Targeted: to businesses and families most in need.
Temporary: to avoid long-term deficits.
All of these principles have been followed. The Action Plan is working. Positive economic signs are emerging. Canadians and businesses in Canada have received significant benefits. With this budget, the Government is starting to phase out specific elements of the stimulus as planned in the 2009 budget.
For example, millions of Canadian families took advantage of the Home Renovation Tax Credit before its expiry on January 31, 2010 and will be able to claim the credit when they file their 2009 income tax returns.
Overall, unprecedented policy efforts appear to have succeeded in limiting the severity of the downturn and fostering a recovery to a degree that was largely unexpected even six months ago. It is now time to plan the exit strategy from the crisis policies, even if its implementation will be progressive.
—Organisation for Economic Co-operation and Development, November 2009
The decision to phase out the stimulus measures as planned reflects the Government's belief that, over the lon term, the private sector is and should be the primary source of jobs and growth. Governments have an important role to play in creating the right conditions for Canadians and businesses to thrive.
Minimizing the tax burden.
Reducing disincentives to work and save.
Supporting high-quality education, training and skills development.
Promoting competitive trade and investment policies.
Providing effective regulation and public services.
Managing public finances responsibly.
As signs of stabilization and recovery in the economy increasingly emerge, the Government will refocus its attention on its long-term economic plan.
Canada entered the global recession in an enviable fiscal position. Canada's total government net debt-to-GDP ratio had declined to 23.5 per cent by 2007. Looking ahead, Canada's net debt burden is projected to increase by 5.9 percentage points between 2007 and 2014. This compares to expected increases of between 24.4 and 63.1 percentage points for other G7 nations (Chart 4.1.1).
Canada has the best fiscal position in the G7
Strong fiscal management, founded on the principle that governments should live within their means, is the cornerstone of the Government's economic plan. A balanced budget is not an end in itself. Rather, it is a means to better jobs and stronger, sustainable growth. Balancing the budget is the most direct way of ensuring that Canada's social infrastructure is sustainable for the long term.
Returning to balanced budgets will minimize the amount of revenues absorbed by debt charges, thereby allowing ongoing investments in the areas that are critical to Canada's long-term growth and prosperity—infrastructure, education and training, science and technology, health care and elderly benefits.

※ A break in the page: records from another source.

PR #587, opened 2016-01-26
Implemented ChangeRequest.

mderka:


gcloud-java-dns/src/main/java/com/google/gcloud/dns/ChangeRequest.java
```diff
@@ -0,0 +1,340 @@
...
+    DONE("done");
+
+    private final String status;
+
+    Status(String status) {
+      this.status = status;
+    }
+
+    static Status translate(String status) {
+      if ("pending".equals(status)) {
```
aozarov: I think you should either assume enum name is always equals to string value lowercased or use a similar pattern
to [that](https://github.com/GoogleCloudPlatform/gcloud-java/blob/e3dba5e9ffcb2bf812af8155f9c846aa1d274940/gcloud-java-datastore/src/main/java/com/google/gcloud/datastore/ValueType.java).

mderka: Ok, I made the assumption.

mderka:
Ready for another pass.

gcloud-java-dns/src/main/java/com/google/gcloud/dns/ChangeRequest.java
```diff
@@ -0,0 +1,331 @@
...
+
+import java.io.Serializable;
+import java.util.LinkedList;
+import java.util.List;
+import java.util.Objects;
+
+import static com.google.common.base.Preconditions.checkNotNull;
+
+/**
+ * A class representing a change. A change is an atomic update to a collection of {@link DnsRecord}s
```
ajkannan: Nit: I think the first sentence sounds a bit strange because "change" is a general term.  Maybe we could either say "A class representing an atomic update to a collection..." or use "record change" instead of "change"?

gcloud-java-dns/src/main/java/com/google/gcloud/dns/ChangeRequest.java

Returning to balanced budgets will provide Canadians and Canadian businesses with confidence that both their tax levels and public services are sustainable over the long term. This will also ensure fairness and equity toward future generations, by avoiding future tax increases or reductions in government services in the face of an aging population.
By keeping debt levels low, the Government helps to keep interest rates low. High government debt in other countries has translated into higher borrowing costs for their economies. As investors become more concerned about rising debt loads around the globe, our strong fiscal position is helping insulate Canada from rising risk premiums and higher borrowing costs.
Budget 2010 Plan for Returning to Balance
To ensure that the economic recovery is secured, the Government will complete the implementation of the second year of Canada's Economic Action Plan so that recent positive economic growth is supported and jobs are maintained and created. Budget 2010 delivers on this commitment.
Budget 2010 sets out a three-point plan to bring the budget back to balance.
First, the Government will follow through on the "exit strategy" that is built into the Action Plan by ensuring that the temporary measures end as scheduled.
Second, the Government will put in place targeted measures to direct program spending growth now that will build over the medium term, when the recovery is secure. This will provide Canadians and Canadian businesses with certainty that the fiscal position of the Government is solid, that tax cuts are permanent and core program spending secure.
Third, the Government will undertake a comprehensive review of government administrative functions and overhead costs in order to identify opportunities for additional savings and improve service delivery. It will also continue with and augment a number of review processes, including strategic reviews.
In achieving this plan:
The Government will not raise taxes. It will ensure that the costs of goods and services intended to be charged to recipients are recovered as appropriate.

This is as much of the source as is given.